# Trying to decide between small breeds



## earthnut (Oct 18, 2007)

My husband and I want to get a dog and have these requirements:

Smaller size for ease of management and transportation (up to 35 lbs)
Very low maintenance coat and minimal shedding
Quick learner but not devious - I'd like to do some advanced tricks
Mellow, calm, quiet energy - not hyper and yappy
Lower exercise requirements, every other day walks for example
Happy and affectionate
Friendly to strangers, kids, dogs, other animals
Weak hunting/prey drive (we have pet birds) - sporting dogs, hounds, and terriers are out

I had retrievers growing up, and enjoy their temperament and energy, but I would now prefer something more portable and less shedding.

I'm tending towards Havanese, Bichon Frise, Maltese, or Miniature Poodle. (in that order) The biggest question in my mind is how do the personalities of those breeds compare to each other and to labs? (they seem so similar to each other) How would they likely do around birds (not that I would trust any dog alone with my birds)? Any other breeds you'd recommend? Bulldogs and pugs also came up in quizzes I took but we don't like the look of their smashed faces, and they seem to have more health problems.

Added to answer some of the replies 
We fully intend to get an adult or senior from a shelter. We have no interest in raising and housebreaking a puppy. 

I took 7 different online quizzes, and our top results were the bulldog, English toy spaniel, Boston terrier, Bichon Frise, Poodle, and Japanese chin. 

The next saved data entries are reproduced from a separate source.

PR #533, opened 2025-08-23
fix: add allowlist to TaskAVSRegistarBase

nadir-akhtar:
**Motivation:**

To ensure that AVSs have control over the aggregators registering for Hourglass, an allowlist is added to prevent arbitrary aggregator registration.

**Modifications:**

Inherited `Allowlist` into the TaskAVSRegistarBase

**Result:**

Stronger permissions around registration

### DIFF
--- a/src/avs/task/TaskAVSRegistrarBase.sol
+++ b/src/avs/task/TaskAVSRegistrarBase.sol
@@ -1,7 +1,6 @@
 // SPDX-License-Identifier: BUSL-1.1
 pragma solidity ^0.8.27;
 
-import {OwnableUpgradeable} from "@openzeppelin-upgrades/contracts/access/OwnableUpgradeable.sol";
 import {Initializable} from "@openzeppelin-upgrades/contracts/proxy/utils/Initializable.sol";
 import {IAllocationManager} from
     "eigenlayer-contracts/src/contracts/interfaces/IAllocationManager.sol";
@@ -22,7 +21,6 @@ import {OperatorSet} from "eigenlayer-contracts/src/contracts/libraries/Operator
  */
 abstract contract TaskAVSRegistrarBase is
     Initializable,
-    OwnableUpgradeable,
     AVSRegistrarWithSocket,
     Allowlist,
     TaskAVSRegistrarBaseStorage
@@ -53,8 +51,6 @@ abstract contract TaskAVSRegistrarBase is
         AvsConfig memory _initialConfig
     ) internal onlyInitializing {
         __AVSRegistrar_init(_avs);
-        __Ownable_init();
-        _transferOwnership(_owner);
         _setAvsConfig(_initialConfig);
         __Allowlist_init(_owner);
     }
--- a/src/avs/task/TaskAVSRegistrarBase.sol
+++ b/src/avs/task/TaskAVSRegistrarBase.sol
@@ -1,18 +1,18 @@
 // SPDX-License-Identifier: BUSL-1.1
 pragma solidity ^0.8.27;
 
-import {Initializable} from "@openzeppelin-upgrades/contracts/proxy/utils/Initializable.sol";
 import {IAllocationManager} from
     "eigenlayer-contracts/src/contracts/interfaces/IAllocationManager.sol";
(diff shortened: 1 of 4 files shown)


src/avs/task/TaskAVSRegistrarBase.sol
```diff
@@ -93,4 +97,22 @@ abstract contract TaskAVSRegistrarBase is
         avsConfig = config;
         emit AvsConfigSet(config.aggregatorOperatorSetId, config.executorOperatorSetIds);
     }
+
+    /// @notice Before registering operator, check if the operator is in the allowlist
+    /// @dev Reverts for:
+    ///      - OperatorNotInAllowlist: The operator is not in the allowlist
```
0xrajath: Small nit about the natspec following the same format as the other internal functions.

src/avs/task/TaskAVSRegistrarBase.sol
```diff
@@ -93,4 +97,22 @@ abstract contract TaskAVSRegistrarBase is
...
+    function _beforeRegisterOperator(
+        address operator,
+        uint32[] calldata operatorSetIds,
+        bytes calldata data
+    ) internal override {
+        super._beforeRegisterOperator(operator, operatorSetIds, data);
+
+        for (uint32 i; i < operatorSetIds.length; ++i) {
```
0xrajath:
```suggestion
        for (uint32 i = 0; i < operatorSetIds.length; i++) {
```

0xrajath: Small nit again to ensure that the for loops follow the same format.

nadir-akhtar: This is actually the syntax pulled straight from `AVSRegistrarWithAllowlist` -- can update here, but thought I'd call that out

src/avs/task/TaskAVSRegistrarBase.sol
```diff
@@ -22,7 +24,8 @@ abstract contract TaskAVSRegistrarBase is
     Initializable,
     OwnableUpgradeable,
     AVSRegistrarWithSocket,
-    TaskAVSRegistrarBaseStorage
+    TaskAVSRegistrarBaseStorage,
+    Allowlist
```
0xrajath: Small nit: Should we just move the `Allowlist` module before `TaskAVSRegistrarBaseStorage` in the inheritance chain?

nadir-akhtar: That's actually what I had before, but was getting a storage layout failure.

Since I don't believe we've deployed this to testnet, I don't think the storage layout change is actually a concern because of that, but thought if swapping it removes the failure, it would make sure we definitely don't have any conflicts because of the inheritance

0xrajath: Yeah the Storage layout is always going to fail since we'll have new storage slots

nadir-akhtar: Cool. My prior understanding was that it only fails if we clobber existing storage, but makes sense if any storage slot changes cause a failure. 

Probably a nice-to-have for the future since it's currently "required" to either make it a warning instead, or refactor it not to go red for "safe" storage updates (e.g. append only).

src/avs/task/TaskAVSRegistrarBase.sol
```diff
@@ -53,6 +56,7 @@ abstract contract TaskAVSRegistrarBase is
         __Ownable_init();
         _transferOwnership(_owner);
         _setAvsConfig(_initialConfig);
+        __Allowlist_init(_owner);
```
0xrajath: Small nit. Should this come before 

```
__Ownable_init();
_transferOwnership(_owner);
```

since the allowlist module has its own ownable set up?

nadir-akhtar: Good point -- refactor removing duplicative inheritance has this resolved

0xrajath (approved):
lgtm

0xrajath:
Storage Layout failure is expected due to change in storage slots

PR #542, opened 2025-10-10
feat: nonsigner view for table calc

eigenmikem:
**Motivation:**

Getting the index of an operator in an operator table and constructing nonsigner witnesses for multichain currently require unnecessarily complicated offchain code.

**Modifications:**

Two new views for default table calculators, helper functions to deduplicate code used by existing functions and new views

**Result:**

Better UX for multichain

### DIFF
--- a/src/middlewareV2/tableCalculator/BN254TableCalculatorBase.sol
+++ b/src/middlewareV2/tableCalculator/BN254TableCalculatorBase.sol
@@ -7,6 +7,8 @@ import {IOperatorTableCalculator} from
 import {IKeyRegistrar} from "eigenlayer-contracts/src/contracts/interfaces/IKeyRegistrar.sol";
 import {Merkle} from "eigenlayer-contracts/src/contracts/libraries/Merkle.sol";
 import {BN254} from "eigenlayer-contracts/src/contracts/libraries/BN254.sol";
+import {IBN254CertificateVerifierTypes} from
+    "eigenlayer-contracts/src/contracts/interfaces/IBN254CertificateVerifier.sol";
 import {LeafCalculatorMixin} from
     "eigenlayer-contracts/src/contracts/mixins/LeafCalculatorMixin.sol";
 import {IBN254TableCalculator} from "../../interfaces/IBN254TableCalculator.sol";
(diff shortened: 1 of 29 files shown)


src/middlewareV2/tableCalculator/BN254TableCalculatorBase.sol
```diff
@@ -98,6 +100,140 @@ abstract contract BN254TableCalculatorBase is IBN254TableCalculator, LeafCalcula
...
+
+        // Early return if there are no weights/operators
+        if (weights.length == 0) {
+            return (false, 0);
+        }
+
+        uint32 includedIndex = 0;
+        for (uint256 i = 0; i < operators.length; i++) {
+            // Skip unregistered operators, as they are not part of the operator table
+            if (!keyRegistrar.isRegistered(operatorSet, operators[i])) {
```
ypatil12: We do this pattern of getting all the operators and then checking if they're registered across the contract. I'm wondering if we can create a helper function to reduce the duplication of code and make it so another contributor wouldn't forget in the future

src/middlewareV2/tableCalculator/BN254TableCalculatorBase.sol
```diff
@@ -98,6 +100,140 @@ abstract contract BN254TableCalculatorBase is IBN254TableCalculator, LeafCalcula
...
+        BN254OperatorInfo[] memory includedOperatorInfos = new BN254OperatorInfo[](operators.length);
+        address[] memory includedOperators = new address[](operators.length);
+        uint256 includedCount = 0;
+
+        for (uint256 i = 0; i < operators.length; i++) {
+            if (!keyRegistrar.isRegistered(operatorSet, operators[i])) {
+                continue;
+            }
+
+            (BN254.G1Point memory g1Point,) = keyRegistrar.getBN254Key(operatorSet, operators[i]);
```
ypatil12: First part of this function can use `getOperatorInfos` ?

ypatil12: Also shares a lot of logic with `_calculateOperatorTable`. Can we make a helper function so code is deduped

ypatil12 (commented):
Can you add a PR description too

src/middlewareV2/tableCalculator/BN254TableCalculatorBase.sol
```diff
@@ -98,6 +100,86 @@ abstract contract BN254TableCalculatorBase is IBN254TableCalculator, LeafCalcula
...
+            );
+        }
+
+        // Prepare outputs with max length then resize
+        nonSignerWitnesses = new IBN254CertificateVerifierTypes.BN254OperatorInfoWitness[](
+            registeredOperators.length
+        );
+        nonSignerApk = BN254.G1Point(0, 0);
+
+        uint256 out = 0;
```
ypatil12: Nit: better variable name would be more descriptive here

ypatil12: Something like `nonSignerCount`

ypatil12 (approved):
Minor comment, but LGTM!

PR #544, opened 2025-11-03
feat: update registry coordinator for new `createOperatorSets`

ypatil12:
**Motivation:**

As part of https://github.com/Layr-Labs/eigenlayer-contracts/pull/1645, we are adding a new `createOperatorSets` function that passes in the slasher address upon creation of an operatorSet.  Although the *old* `createOperatorSets` function is not being deprecated, we are updating the `RegistryCoordinator` in order to be **only compatible the new function**. 

**Modifications:**

- Update `createSlashableStakeQuorum` to take in a `slasher` address
- Update all tests
- Update `solc` version in `foundry.toml` to `0.8.29`, matching Core

**Result:**

Compatible with updated `AllocationManager` interface

PR #548, opened 2025-12-01
feat: update registry coordinator for new createOperatorSets 

ypatil12:
**Motivation:**

As part of https://github.com/Layr-Labs/eigenlayer-contracts/pull/1645, we are adding a new `createOperatorSets` function that passes in the slasher address upon creation of an operatorSet.  Although the *old* `createOperatorSets` function is not being deprecated, we are updating the `RegistryCoordinator` in order to be **only compatible the new function**. 

**Modifications:**

- Update `createSlashableStakeQuorum` to take in a `slasher` address
- Update all tests
- Update `solc` version in `foundry.toml` to `0.8.29`, matching Core

**Result:**

Compatible with updated `AllocationManager` interface

### DIFF
--- a/.github/workflows/storage-report.yml
+++ b/.github/workflows/storage-report.yml
@@ -22,7 +22,7 @@ jobs:
       - name: Install Foundry
         uses: foundry-rs/foundry-toolchain@v1
         with:
-          version: v1.3.5
+          version: nightly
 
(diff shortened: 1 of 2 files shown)


ypatil12:
Prev PR was erroneously removed: https://github.com/Layr-Labs/eigenlayer-middleware/pull/544

PR #266, opened 2022-05-26
[5.7] Add the ability to add arbitrary attributes to a NavigatorIndex

daniel-grumberg:
Cherry-pick of https://github.com/apple/swift-docc/pull/258

This stores a handle to the attributes in the index, the tree, and the
individual nodes. Attributes are stored in a `[String: Any]` and the client is
expected to provided extensions with computed properties as needed.

Additionaly this commits refactors the API for reading a NavigatorIndex from an
on-disk LMDB database. The prveious API used a designated initializer to do
this. However, this initializer was complex as it opened database connections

To me, having to shave the coat seems like less maintenance than having to vacuum hair spread around... We don't currently own a vacuum and the hair would be more 'contained'. I have a razor and am good with my hands, so I'd do a puppy cut at home rather than pay a groomer. As far as I can tell, any of the bichon breeds (Havanese, Maltese, Bolognese, Coton de Tulear, etc) can be puppy-cut. I probably wouldn't grow their hair long.

Thanks!


----------



## spotted nikes (Feb 7, 2008)

Poodles can be high energy. Maybe a Lhasa Apso or Shih Tsu? You can trim their coat in a "puppy cut" for ease of grooming. They don't shed or smell, low prey drive and are not high energy, but will learn tricks.


----------



## briteday (Feb 10, 2007)

I wouldn't consider any of those dogs to have a low maintenance coat. Bichons and poodles have a hair-like coat but need professional grooming at least monthly. Maltese and havanese will need daily brushing to keep their long fur from matting, unless you keep them cut short which could be an option. 

And I can't end this post without mentioning the merits of papillons. They are very smart, low maintenance coat (hair-like single coat, quick daily brushing, no professional grooming required), although toy dogs tend to be yappy I believe it is all in how they are raised and trained, they enjoy a good long hike but can be happy with playing fetch in the hallway or with an interactive toy, happy and affectionate would be an understatement for paps!

I would also encourage you to check around at your local shelters to adopt a dog. We live in a small town and there are always lots of dogs that I could adopt with the qualities you are listing. You may need to go looking every few days but I'll bet within a month or two the perfect dog could be found there.


----------



## Laurelin (Nov 2, 2006)

I dunno, paps can be pretty devious.  

Seriously though, they are a bit higher energy than most toy breeds, but are loads of fun. They're not too bad as far as exercise goes- at home mine do fine with an obedience session or two a day plus some off leash play time and a game of fetch or two. Now, my apartment dog, who is a papillon, is crazy active. She gets an hour walk a day, plus anything else I have time to throw in and training sessions around the clock. She is also a very unusual and intense papillon.

Low prey drive, great with other animals, like my chinchilla. Good with other dogs, mine like kids provided the kids know how to handle a small dog. They're very very smart and one of the easiest breeds to train. They are also a top sports and obedience breed. They have a low maintenance coat- single coat, no undercoat, hardly any trimming done at all. You can brush them once a week and comb out the ears a few times a week and be great. Some are vocal, but I have one that rarely ever barks. The ones that do bark are really warning barkers. 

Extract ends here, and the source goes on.